The use of models that can predict which citations an article will receive after publication can be a useful tool in the publisher’s evaluation process. Also, it can help the research authors to improve the paper content to get more citations.

In this paper, we presented a machine learning model to predict the total number of citations of the research papers using different algorithms like boosted decision tree, decision forest, and neural networks. We did many experiments to evaluate the performance of each model and determine which one provides the best results. Our results demonstrate that using neural networks and the paper abstract provides the minimum root mean squared error compared to using other algorithms like the boosted decision tree or the decision forest. We developed the model using the Microsoft Azure machine learning tool and also developed an application using the Programming Without Coding Technology that displays the dataset and predicts the paper citations using different algorithms.

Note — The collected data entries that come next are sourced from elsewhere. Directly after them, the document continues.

PR #6874, opened 2023-09-22
Break cross-module SCC 1

lawcho:
Break up SCC1 (as defined in https://github.com/agda/agda/issues/3512#issuecomment-1729645738):

SCC1

I left in all the commits to show the technique, they should be squashed before merging.


Agda.cabal
```diff
@@ -569,6 +569,7 @@ library
       Agda.Syntax.Scope.Flat
       Agda.Syntax.Scope.Monad
       Agda.Syntax.TopLevelModuleName
+      Agda.Syntax.TopLevelModuleName.Boot
```
jespercockx, line 572: Naming-wise, I think we already have some modules named `Something.Base`, so perhaps we could keep the same naming convention here.

jespercockx (approved):
Great work! My only comment is that we should agree on a naming convention for the `Boot` modules that are added by this kind of refactoring, I think it should be `Base` rather than `Boot`. @andreasabel wdyt?

Agda.cabal
lawcho: What if we need to split a module that already ends with `.Base`?

e.g. when splitting `Agda.TypeCheckecking.Monad.Base`, what should the new module be called?

* `Agda.TypeChecking.Monad.Base.Base`
* `Agda.TypeChecking.Monad.Base.Boot`
* `Agda.TypeChecking.Monad.Boot`
* `Agda.TypeChecking.Monad.Base2`

lawcho: For the moment I am using `Boot` because it is fresh -- so it's easier to grep for if we want to change it later.

andreasabel: I think `.Boot` indicates that the sole purpose of the module is to break up a dependency cycle.
`.Base` is more generic.  (In other Haskell projects, there is also a convention to use `.Types` for just collecting the data type definitions pertaining to a particular purpose.)

In this case, I would think that `.Boot` is appropriate, but `.Base` is thinkable because it isn't yet taken, so I don't really have a strong opinion here.  When we split `.Base` modules, we might have to introduce `.Boot` modules, so we could already do it here...

andreasabel:
I merged this into `master` now because we _could_ release it with 2.6.4 (in case we don't release RC3 but RC4 or higher) but _do not need to_.

PR #6875, opened 2023-09-22
manual installation: update Fedora

juhp:
update the Fedora installation text in the manual


juhp:
_(really wish github would let one do trivial commit fixups easily)_

andreasabel:
Thanks for the update!

PR #6883, opened 2023-09-26
Declare dependency `blaze-markup` directly to utilize `toHtml` for `String1`

andreasabel:
Simplify code using new `ToMarkup String1` instance:
- https://github.com/jaspervdj/blaze-markup/issues/63

This is a follow-up/fixup of 
- #6876.


andreasabel:
Ah, sadly the brand-new `blaze-markup-0.8.3` is of course not in any stackage snapshot, so building with `stack` fails: https://github.com/agda/agda/actions/runs/6309119415/job/17128430564?pr=6883

It is probably not worthwhile to add it as `extra-dep` to all our `stack-*.yaml` files, so this PR has to wait a couple of years to be merged.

The quality of the research papers could be improved through the adoption of machine learning models by more researchers Also, these models could become more suitable in the future when different machine learning methods and specific datasets could be used for each scientific domain.

Data Availability

The data used to support the findings of this study are available from the corresponding author upon request.

Conflicts of Interest

The authors declare that they have no conflict of interest.

Acknowledgments

The authors extend their appreciation to the Deanship of Scientific Research, King Saud University, for funding through Vice Deanship of Scientific Research Chairs: Research Chair of Voice, Swallowing, and Communication Disorders.